Extracted data entries:
PR #555, opened 2023-12-20
[AIC-py][editor] add dev option to script which runs yarn (--mode=debug)

jonathanlastmileai:
[AIC-py][editor] add dev option to script which runs yarn (--mode=debug)

### DIFF
--- a/python/src/aiconfig/editor/README.md
+++ b/python/src/aiconfig/editor/README.md
@@ -1,39 +1,42 @@
 # Editor
 
-# Install:
+## Usage (prod)
+
+### Install:
 
 Install python-aiconfig from pip, then set `aiconfig` alias (in shell, .bashrc, .zshrc, etc.)
 
 One-liner:
 `pip install python-aiconfig; alias aiconfig="python -m 'aiconfig.scripts.aiconfig_cli'"`
 
-## Usage
+
+### Run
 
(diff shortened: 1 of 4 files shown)


python/src/aiconfig/editor/server/server.py
```diff
@@ -17,6 +17,7 @@ class EditConfig(core_utils.Record):
     server_port: int = 8888
```
rholinshead, line 17: Can we default this to 8080 as well?

rholinshead (approved):

python/src/aiconfig/editor/server/server.py
jonathanlastmileai: yes

python/src/aiconfig/editor/README.md
```diff
@@ -1,39 +1,42 @@
...
 
-```
-cd python/src/editor/client && yarn && yarn start
-```
+`pip install -e path/to/local/aiconfig/python`
+`alias aiconfig="python -m 'aiconfig.scripts.aiconfig_cli'"``
+
+2. Run backend and frontend servers:
+
+`aiconfig edit  --aiconfig-path=/my/path --server-port=8080 --server-mode=debug`
```
rossdanlm, line 37: By default server port is just 8080 right? Would it be simpler to do without it?

PR #557, opened 2023-12-20
[editor] Union Settings Property

rholinshead:
# [editor] Union Settings Property

Handle 'union' properties in the settings renderer to support properties that could be one of a union of types, rendering a `UnionPropertyControl` component whenever the property type is `union`. This required two main considerations:
1. Use a callback for setting the state/value instead of an effect; this ensures the value is set when they change instead of when the component mounts
2. Render a UnionPropertyControl with a render prop to render nested SettingsPropertyRenderers based on the property types (rendering SettingsPropertyRenderer directly in UnionPropertyControl could cause a cycle)

## Testing:
- Set both values and ensure the correct value is set in the config:

https://github.com/lastmile-ai/aiconfig/assets/5060851/05202282-f6f9-4dae-834c-be47be6aed43

### DIFF
--- a/cli/aiconfig-editor/src/shared/prompt_schemas/OpenAIChatModelParserPromptSchema.ts
+++ b/cli/aiconfig-editor/src/shared/prompt_schemas/OpenAIChatModelParserPromptSchema.ts
@@ -66,6 +66,7 @@ export const OpenAIChatModelParserPromptSchema: PromptSchema = {
         type: "integer",
         maximum: 4096,
         minimum: 16,
+        default: 4096,
       },
       n: {
         type: "integer",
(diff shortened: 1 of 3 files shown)


cli/aiconfig-editor/src/shared/prompt_schemas/OpenAIChatModelParserPromptSchema.ts
```diff
@@ -66,6 +66,7 @@ export const OpenAIChatModelParserPromptSchema: PromptSchema = {
         type: "integer",
         maximum: 4096,
         minimum: 16,
+        default: 4096,
```
rholinshead, line 69: Another benefit of using the callback instead of `useEffect` is that we can now safely set defaults in the schema without them immediately being propagated to the config

jonathanlastmileai (approved):
I don't really know what this does but I trust you

cli/aiconfig-editor/src/shared/prompt_schemas/OpenAIChatModelParserPromptSchema.ts
saqadri, line 69: Do we want to set this default btw? It's very outdated

saqadri (commented):
Looks awesome!

PR #534, opened 2023-12-19
3/n pin Gemini dependency (google api)

Ankush-lastmile:
3/n pin Gemini dependency (google api)

## What

Pin google-generative ai, the library used for Gemini

## Why
Anticipiating potential updates to the library, its prudent to pin its current version.
Additionally, it ensures that all users operate on the same, specified version of the API.

## Testplan

I ran `pip list | grep google-generativeai` to find the version of the library that was installed locally.

```
ankush@ap-mbp python % pip list | grep google-generativeai
google-generativeai                           0.3.1
```

---
Stack created with [Sapling](https://sapling-scm.com). Best reviewed with [ReviewStack](https://reviewstack.dev/lastmile-ai/aiconfig/pull/534).
* #558
* __->__ #534
* #531
* #532

PR #532, opened 2023-12-19
1/n Gemini Update deserialize to take data in the form of completion params

Ankush-lastmile:
1/n Gemini Update deserialize to take data in the form of completion params

## What

Updated deserialize() in Gemini Model Parser to take in completion data from prompt input if it is already in the form of the Gemini Completion data

Now, you can specify input in the form of a request to gemini api, ie the parts.

## Why

Previously This was skipped due to a lack of understanding of how the api requests worked.

## Testplan
Validating 2 pieces of functionality with this test plan:
1. setting the generation config for Gemini in setings. Generation Config is gemini's way of defining settings like topP
2. Deserialize() can take in data just like the api, by setting "contents" in the prompt input.
testplan

testplan 2

---
Stack created with [Sapling](https://sapling-scm.com). Best reviewed with [ReviewStack](https://reviewstack.dev/lastmile-ai/aiconfig/pull/532).
* #558
* #534
* #531
* __->__ #532

PR #558, opened 2023-12-21
4/n Update output serialization with pb

Ankush-lastmile:
4/n Update output serialization with pb

## What

When saving outputs to config, get the underlying protobuf of Gemini's response object and save as a dict

Also added some comments cc: @rossdanlm

## Why

When doing `aiconfig.save()`, pydantic is unable to deserialze the output metadata which contains a protobuf from Gemini's response. Gemini response object is a wrapper around a protobuf. Need to convert to an object that is compatible with pydantic.

---
Stack created with [Sapling](https://sapling-scm.com). Best reviewed with [ReviewStack](https://reviewstack.dev/lastmile-ai/aiconfig/pull/558).
* __->__ #558
* #534
* #531
* #532

### DIFF
--- a/extensions/Gemini/python/requirements.txt
+++ b/extensions/Gemini/python/requirements.txt
@@ -1,8 +1,9 @@
 #Google
-google-generativeai
+google-generativeai==0.3.1
 
 #Other
 asyncio
+copy
 
 # AIConfig
 python-aiconfig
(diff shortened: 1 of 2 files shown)


rossdanlm (approved):
image

Ankush-lastmile:
added comments cc: @rossdanlm

Ankush-lastmile:
Shipping this stack. Will fix forward if anything else comes up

The problem: Your response should hold the lines from the first line of the entries above through the line with "--- a/python/src/aiconfig/editor/README.md", each retyped exactly, and nothing else.

Reply to the task:
PR #555, opened 2023-12-20
[AIC-py][editor] add dev option to script which runs yarn (--mode=debug)

jonathanlastmileai:
[AIC-py][editor] add dev option to script which runs yarn (--mode=debug)

### DIFF
--- a/python/src/aiconfig/editor/README.md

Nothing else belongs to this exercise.